▶ [Saved entries]:

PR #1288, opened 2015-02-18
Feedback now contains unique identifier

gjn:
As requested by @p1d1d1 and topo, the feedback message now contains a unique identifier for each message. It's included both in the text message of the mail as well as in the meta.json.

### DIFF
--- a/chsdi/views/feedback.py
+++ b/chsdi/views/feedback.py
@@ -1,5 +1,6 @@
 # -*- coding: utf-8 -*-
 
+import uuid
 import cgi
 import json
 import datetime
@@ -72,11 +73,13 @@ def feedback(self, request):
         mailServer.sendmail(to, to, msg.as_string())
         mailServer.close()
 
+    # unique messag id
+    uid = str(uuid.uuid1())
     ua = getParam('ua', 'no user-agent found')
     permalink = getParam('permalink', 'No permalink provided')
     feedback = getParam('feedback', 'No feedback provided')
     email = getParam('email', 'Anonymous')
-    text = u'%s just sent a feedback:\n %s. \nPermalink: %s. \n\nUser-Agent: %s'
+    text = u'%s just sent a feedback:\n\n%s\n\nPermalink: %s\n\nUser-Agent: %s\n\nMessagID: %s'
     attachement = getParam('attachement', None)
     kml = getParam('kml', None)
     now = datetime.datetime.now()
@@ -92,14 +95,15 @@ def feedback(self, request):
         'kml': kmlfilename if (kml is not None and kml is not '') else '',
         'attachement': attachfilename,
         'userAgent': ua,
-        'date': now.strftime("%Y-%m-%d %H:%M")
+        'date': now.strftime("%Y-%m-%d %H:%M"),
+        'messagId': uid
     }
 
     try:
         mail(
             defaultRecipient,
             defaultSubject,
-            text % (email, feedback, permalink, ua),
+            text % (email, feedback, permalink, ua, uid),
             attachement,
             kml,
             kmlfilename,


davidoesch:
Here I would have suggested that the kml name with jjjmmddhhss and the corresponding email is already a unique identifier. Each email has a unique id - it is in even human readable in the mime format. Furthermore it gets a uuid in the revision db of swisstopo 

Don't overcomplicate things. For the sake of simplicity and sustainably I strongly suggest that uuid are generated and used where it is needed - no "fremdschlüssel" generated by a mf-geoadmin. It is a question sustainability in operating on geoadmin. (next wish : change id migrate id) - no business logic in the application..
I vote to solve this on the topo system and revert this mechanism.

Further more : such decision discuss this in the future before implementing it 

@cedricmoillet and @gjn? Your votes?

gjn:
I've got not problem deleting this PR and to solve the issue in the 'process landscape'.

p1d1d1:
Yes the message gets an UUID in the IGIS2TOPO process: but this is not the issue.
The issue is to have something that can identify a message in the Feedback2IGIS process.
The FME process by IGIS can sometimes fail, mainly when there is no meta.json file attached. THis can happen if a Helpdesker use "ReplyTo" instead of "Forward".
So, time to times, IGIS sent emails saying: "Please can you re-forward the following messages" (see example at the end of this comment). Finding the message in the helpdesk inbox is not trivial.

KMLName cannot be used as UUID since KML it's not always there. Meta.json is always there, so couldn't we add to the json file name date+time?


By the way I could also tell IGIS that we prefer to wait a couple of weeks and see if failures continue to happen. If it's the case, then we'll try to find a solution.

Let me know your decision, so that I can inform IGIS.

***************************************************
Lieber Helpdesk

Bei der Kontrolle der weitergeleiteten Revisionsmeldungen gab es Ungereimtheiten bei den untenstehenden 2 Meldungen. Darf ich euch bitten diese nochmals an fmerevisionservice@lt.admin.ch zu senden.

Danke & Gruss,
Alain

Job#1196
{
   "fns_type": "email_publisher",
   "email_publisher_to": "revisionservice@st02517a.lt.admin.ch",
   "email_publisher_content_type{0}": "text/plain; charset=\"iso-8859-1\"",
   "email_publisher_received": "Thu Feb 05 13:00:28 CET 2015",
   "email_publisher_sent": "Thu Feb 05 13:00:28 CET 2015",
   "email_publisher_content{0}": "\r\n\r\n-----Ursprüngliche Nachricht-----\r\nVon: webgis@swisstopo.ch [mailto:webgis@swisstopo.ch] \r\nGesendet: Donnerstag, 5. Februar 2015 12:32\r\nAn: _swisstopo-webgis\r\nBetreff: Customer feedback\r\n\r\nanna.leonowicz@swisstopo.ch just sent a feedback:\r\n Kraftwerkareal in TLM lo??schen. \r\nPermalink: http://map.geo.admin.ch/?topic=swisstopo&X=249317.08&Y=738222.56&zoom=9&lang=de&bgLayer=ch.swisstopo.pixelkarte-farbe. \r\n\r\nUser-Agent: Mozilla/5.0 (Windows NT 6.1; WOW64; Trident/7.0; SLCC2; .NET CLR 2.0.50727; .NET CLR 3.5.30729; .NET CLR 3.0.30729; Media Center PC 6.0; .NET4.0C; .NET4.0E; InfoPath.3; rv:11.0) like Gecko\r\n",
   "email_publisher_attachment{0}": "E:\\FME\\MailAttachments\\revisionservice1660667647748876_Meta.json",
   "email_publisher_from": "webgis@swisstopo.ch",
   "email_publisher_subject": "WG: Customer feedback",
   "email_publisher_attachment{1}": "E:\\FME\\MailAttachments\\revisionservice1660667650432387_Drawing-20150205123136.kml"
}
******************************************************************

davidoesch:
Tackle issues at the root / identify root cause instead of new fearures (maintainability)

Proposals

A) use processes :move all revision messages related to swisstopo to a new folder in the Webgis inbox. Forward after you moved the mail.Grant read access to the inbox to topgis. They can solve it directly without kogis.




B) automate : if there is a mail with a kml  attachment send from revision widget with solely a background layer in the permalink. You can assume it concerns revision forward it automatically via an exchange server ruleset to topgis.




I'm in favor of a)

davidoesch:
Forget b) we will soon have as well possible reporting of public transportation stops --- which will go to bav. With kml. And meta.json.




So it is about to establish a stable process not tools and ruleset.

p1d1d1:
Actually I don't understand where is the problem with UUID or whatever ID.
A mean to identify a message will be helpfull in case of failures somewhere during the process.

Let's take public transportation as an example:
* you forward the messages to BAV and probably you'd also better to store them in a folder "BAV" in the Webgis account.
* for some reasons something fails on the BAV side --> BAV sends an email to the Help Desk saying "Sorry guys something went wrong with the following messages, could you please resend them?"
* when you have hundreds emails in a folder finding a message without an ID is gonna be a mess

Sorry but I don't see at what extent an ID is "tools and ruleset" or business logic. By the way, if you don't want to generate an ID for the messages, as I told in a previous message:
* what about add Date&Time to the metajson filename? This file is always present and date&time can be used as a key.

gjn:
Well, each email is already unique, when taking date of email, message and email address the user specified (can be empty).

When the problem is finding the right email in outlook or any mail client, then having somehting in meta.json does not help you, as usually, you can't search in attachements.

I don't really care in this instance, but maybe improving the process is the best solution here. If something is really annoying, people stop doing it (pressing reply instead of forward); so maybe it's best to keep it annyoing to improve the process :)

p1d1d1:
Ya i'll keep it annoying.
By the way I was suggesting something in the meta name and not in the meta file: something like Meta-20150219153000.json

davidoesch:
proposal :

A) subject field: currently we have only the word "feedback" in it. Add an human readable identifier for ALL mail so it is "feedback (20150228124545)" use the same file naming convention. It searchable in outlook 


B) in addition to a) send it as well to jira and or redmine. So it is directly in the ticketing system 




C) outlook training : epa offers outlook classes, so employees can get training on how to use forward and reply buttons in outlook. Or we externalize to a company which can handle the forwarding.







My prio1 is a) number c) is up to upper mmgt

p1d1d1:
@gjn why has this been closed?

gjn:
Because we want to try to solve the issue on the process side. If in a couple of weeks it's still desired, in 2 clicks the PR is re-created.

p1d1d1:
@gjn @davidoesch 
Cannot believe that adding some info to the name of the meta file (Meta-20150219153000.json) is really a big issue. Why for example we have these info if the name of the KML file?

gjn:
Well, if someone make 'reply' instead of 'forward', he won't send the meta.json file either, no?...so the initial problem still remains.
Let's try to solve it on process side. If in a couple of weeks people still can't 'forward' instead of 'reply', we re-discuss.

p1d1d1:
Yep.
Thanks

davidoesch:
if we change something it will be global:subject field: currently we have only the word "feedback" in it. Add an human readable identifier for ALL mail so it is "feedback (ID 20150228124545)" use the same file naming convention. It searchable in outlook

▶ [About this exercise]:
Your answer must be the lines above from the one containing "The issue is" to the one containing "The FME process", both included, restated word for word.

▶ [Finished task]:
The issue is to have something that can identify a message in the Feedback2IGIS process.
The FME process by IGIS can sometimes fail, mainly when there is no meta.json file attached. THis can happen if a Helpdesker use "ReplyTo" instead of "Forward".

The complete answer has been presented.